Choreoathetosis and Infracortical Nervous Mechanisms

Published online by Cambridge University Press:  08 February 2018

W. F. Menzies*
Affiliation:
Late Medical Superintendent, Cheddleton Hospital, Staffordshire

Extract

During the last twenty-five years it has come to be recognized that a fairly large amount of mental deficiency appears to coincide with or result from faulty intracranial myelination. In some such children little or no post-natal development occurs, in others recession is already occurring at birth; a few remain fairly normal for some years. Spastic contractures, especially of the legs, grow progressively worse, epilepsy may appear, the child goes steadily downhill and early death is the usual termination. In some cases choreoathetosis is present, and this may either, if the patient lives long enough, disappear spontaneously, or, more usually, become impossible when the spastic contractures have immobilized the extremities. Post-mortem one finds one of two conditions—demyelination of the brain (the status dysmyelinatus of Hallervorden-Spatz) or hypermyelination (the status marmoratus of the Vogts).

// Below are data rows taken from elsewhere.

Issue #2874, opened 2020-05-15
Use custom ReSpec version while generating via respec2html


sidvishnoi:
There was a discussion earlier about pinning ReSpec version while exporting document - bypassing the version spec was originally using. (https://github.com/w3c/respec/pull/2702)

I've found another use case for doing so. I was thinking of creating a GitHub Action for monitoring regressions in ReSpec, by using actual specs. Idea is similar to using https://respec-preview.netlify.app, but automate it in the CI process. With each commit in `develop`, we'll build a few selected specs against the version spec is using (latest release) and the one with changes of current commit, and find any new errors/warnings or changes to links.

PR #2896, opened 2020-05-21
chore(ci): split into PR and push workflows

sidvishnoi:
Idea is:
- We run all tests for PRs (pr.yml). Good work.
- When merge the PR, all tests have already passed. Plus, we always sync with develop before merge, so things are unlikely to have changed.
- But to be sure, we still run fast tests when PR is merged, or when we release (push: gh-pages). To not waste CPU cycles, we:
  - ignore lint -> not high priority.
  - run karma only in Chrome, as Firefox is slower and there is unlikely any change since PR tests. We can also do the opposite: test more browsers on merge.
- We can run other jobs on merge, like https://github.com/w3c/respec/pull/2895/ or regression tests (See https://github.com/w3c/respec/issues/2874). These need not run on every PR synchronize event.

### DIFF
--- a/.github/workflows/push.yml
+++ b/.github/workflows/push.yml
@@ -1,32 +1,11 @@
-name: Node CI
+name: Node CI (push)
 on:
   push:
     branches:
       - develop
       - gh-pages
-  pull_request: {}
-
-env:
-  PUPPETEER_SKIP_CHROMIUM_DOWNLOAD: 1
-  PUPPETEER_EXECUTABLE_PATH: /usr/bin/google-chrome
 
 jobs:
-  lint:
-    name: Check linting issues
-    runs-on: ubuntu-latest
-    steps:
-      - uses: actions/checkout@v2
-      - uses: actions/setup-node@v1
-        with:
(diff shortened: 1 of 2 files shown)


.github/workflows/push.yml
```diff
@@ -0,0 +1,48 @@
...
+          node-version: 12
+      - name: Cache node modules
+        uses: actions/cache@v1
+        with:
+          path: ~/.npm
+          key: ${{ runner.os }}-node-12-${{ hashFiles('**/package-lock.json') }}
+      - name: install & build
+        run: |
+          npm ci
+          npm run build:w3c & npm run build:geonovum
```
marcoscaceres, line 45: do we need to build:dini also?

sidvishnoi: There are no tests for dini profile yet.

marcoscaceres: True...

sidvishnoi:
Oh dear! Forgot skipping puppeteer install in push.yml 😞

In both forms there is much hypergliosis, evidently secondary to some irritating but slow myelin poison which finally produces anoxia. Clinically during life both varieties appear much the same, and that is all that is known about its nature at present. Cases were recorded by the Vogts in 1920, Hallervorden and Spatz in 1922, Kalinowski in 1927, Helfand in 1931, Spatz and Peters in 1938; in this country by Meyer and Cook in 1936, Meyer and Earl in 1936. By these authors the views of others are summarized—Bielschowski, Loewenberg and Malamud, Urechia and Michalescu, Bouché and Van Bogaert, Casper, Ammosow, Bostroem, Bodechtel and Guttmann. If epilepsy has been present, it generally disappears after some years. By no means all cases end up as helpless idiots; some learn to attend to their own wants, but few ever walk freely.

Type
Part II.—Original Articles
Copyright
Copyright © Royal College of Psychiatrists, 1939 

Access options

Get access to the full version of this content by using one of the access options below. (Log in options will check for institutional or personal access. Content may require purchase if you do not have access.)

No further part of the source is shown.